Душа в ней умерла, тело живет, хочет жить. Утренняя заря встает где-то над лесами, звери выходят на водопой, на охоту, и она тоже зверь, тоже хищник кровожадный! Уничтожено все вокруг нее, уничтожено все в ней, а она — живая и невредимая! Это ли не чудо! И мир вокруг теплый, как эта вода, большой, цветистый, как те дивные гаремные покои наверху, все в золоте, в каменной резьбе и таинственной красоте. Не принимать ничего близко к сердцу, не ждать милосердия, жить как эти людоловы, разбойники, звери, хищники! Стерпеть все, пожертвовать всем, но только не телом! Нет тела — нет тебя.

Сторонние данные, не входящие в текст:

PR #17410, opened 2023-08-09
bugfix: fixes and optimizes everything regarding event debouncing :-)

mstahv:
## Description

The event order when using debouncing sends events in wrong order. This was tried to be fixed in https://github.com/vaadin/flow/pull/14035 but apparently only issues with the core TextField was fixed (or then this was again regressed in the regression fix https://github.com/vaadin/flow/issues/15615) 🤷‍♂️

Using this trivial Element API usage like below, type in for example `asdfg` to the input field -> g-event fires before k-event and there are multiple server visits (there should be just one).

```
    Element el = new Element("input");
    el.executeJs("""
            const el = this;
            var id = 0;
            this.addEventListener('keydown', function(event) {
                id++;
                const ke = new Event("k-event");
                ke.id = id;
                el.dispatchEvent(ke);
            
                if(event.key == 'g') {
                    const ge = new Event("g-event");
                    ge.id = id;
                    el.dispatchEvent(ge);
                }
            });
    """);
    DomListenerRegistration keyreg = el.addEventListener("k-event", e -> {
        System.out.println(LocalTime.now() + " k-event" + e.getEventData().getNumber("event.id") + " phase: " + e.getPhase());
    });
    keyreg.addEventData("event.id");
    keyreg.debounce(3000);

    // Note, with multiple debounce phases, things get really weird...

    // I'm interested of g-event eagerly, so I don't debounce it
    // BUT, AFAIK, key-event should ALWAYS come in before!!
    // But it is not... :(
    DomListenerRegistration greg = el.addEventListener("g-event", e -> {
        System.out.println(LocalTime.now() + " g-event " + e.getEventData().getNumber("event.id"));
    });
    greg.addEventData("event.id");

    getElement().appendChild(el);

```

While investigating the this issue there was also a dozen of other related isseus, incomplete docs and missing integration test.

## Type of change

- [x] Bugfix
- [ ] Feature

## Checklist


flow-tests/test-root-context/src/test/java/com/vaadin/flow/uitest/ui/DomEventFilterIT.java
```diff
@@ -46,52 +48,127 @@ public void filtering() {
     public void debounce() throws InterruptedException {
         open();
 
-        WebElement input = findElement(By.id("debounce"));
+        /*
+         * Note, the client side implementation "merges" all these settings in
+         * the single "Debouncer" (per element-eventtype-timeout, not per server
+         * side listenr). This is probably an issue in the original
```
mcollovati, line 54:
```suggestion
         * side listener). This is probably an issue in the original
```

flow-tests/test-root-context/src/test/java/com/vaadin/flow/uitest/ui/DomEventFilterIT.java
```diff
@@ -46,52 +48,127 @@ public void filtering() {
...
+         * implementation that could maybe be refactored in some upcoming
+         * release, but then we should create identifiers for server side
+         * listeners and handle those somehow separately. My hunch is That it is
```
mcollovati, line 57:
```suggestion
         * listeners and handle those somehow separately. My hunch is that it is
```

flow-tests/test-root-context/src/test/java/com/vaadin/flow/uitest/ui/DomEventFilterIT.java
```diff
@@ -46,52 +48,127 @@ public void filtering() {
...
+         * better just to documenta the limitations and focus on somethign that
```
mcollovati, line 58:
```suggestion
         * better just to document the limitations and focus on something that
```

mcollovati (changes requested):
Just some typos

mcollovati:
The overall change looks good, and the tests are more reliable.
However, since the change involves a behavior change (), we need to:

* update documentation (https://vaadin.com/docs/latest/create-ui/creating-components/events#limiting-event-frequency)
* update `DebouncePhase` javadoc

flow-server/src/main/java/com/vaadin/flow/dom/DomListenerRegistration.java
```diff
@@ -116,21 +116,67 @@ DomListenerRegistration setDisabledUpdateMode(
...
+     * if the user input has started.</dd>
+     * <dt>DebouncePhase.TIMEOUT</dt>
+     * <dd>In this case the listener is triggered only after the given timeout.
+     * If there are multiple events during that period, only the last one is
+     * reported.</dd>
+     * <dt>DebouncePhase.LEADING + DebouncePhase.TIMEOUT</dt>
+     * <dd>In this case the listener is triggered when an event burst starts,
+     * but afterwards only after the given timeout has passed. There is
+     * {@link #throttle(int)} shorthand for this mode.</dd>
+     * </dl>
```
mcollovati, line 151: It seems like `DebouncePhase.LEADING + DebouncePhase.TIMEOUT` is repeated

mstahv: fixed

mstahv:
Nope, it is fine, "just" other slightly related issues (#17430, #17429) causing obsolete server visit.

mstahv:
Checked the reference docs. Nothing urgent needs to change there. Of course more hands on examples of everything would be nice. And maybe mentioning that combining all modes is weird and may cause double calls for the same event 🤷‍♂️

mshabarov:
@mstahv With this patch I see the same behaviour as previously, without it, "g" event is triggered on the server first, and "k" goes after it:
```
14:34:24.148306 g-event 5.0
14:34:27.798952 k-event6.0 phase: TRAILING
```
How did you test it?

mstahv:
Regression in the branch 🤔 Make sure you are not causing another keydown (like shortcut to change focus to IDE) event if you are using the original case in the issue description. I tested the original case with a separate project, but then the changed the implementation still while making the IT test suit more complete 🤷‍♂️ But it still don't seem to contain test with two different event types.

Would have been easier to check two weeks ago 😤

mstahv:
Added case to DomEventFilterIT/View locally testing with Safari all seems to work fine, but can't these days be sure as the front-end bundle things are rather complex 🤓

mshabarov (approved):

mshabarov:
The same behaviour was observed because of pre-compiled dev bundle was used, which did not contain these changes. With forcing the frontend build, these changes are now shown and seems to work as expected: one request to server is sent and events go in order.
Let's apply this patch and check Flow Components tests later.
I propose to include this only to 24.2 until enough time passes by, then we can pick it to other branches.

Если бы ей сказал кто-нибудь в Рогатине, что ее продадут раз, и другой, и третий, она бы даже не смеялась. А теперь это случилось. Жила в неволе лишь несколько месяцев, а впереди не видно конца. Должна была привыкать к мысли, что иной жизни теперь ей никто не даст никогда и поэтому надо все свое отчаянье, всю свою гордость проявлять уже здесь, выказывать как можно более щедро, бороться, драться, толкаться, кусаться, грызться, чтобы прожить свой век хоть и в неизбежном унижении, зато и не без некоторых возмещений. Есть ли возмещение для свободы? Существует ли? И может ли существовать? Ограничена жизнь человеческая, и человек также ограничен. Только не многим суждено поломать и разрушить даже темницы, возвыситься над всеми и всем, проявить величие духа и устремиться в беспредельность свободы. Это великие люди. Но женщина неспособна на это. Настася не слышала о таких женщинах. Святые великомученицы? Они были жертвами, а она жертвой быть не хотела. Хоть и без надежды на освобождение, но надо жить. А на что надеяться? На случай? На чудо? На бога? На дьявола?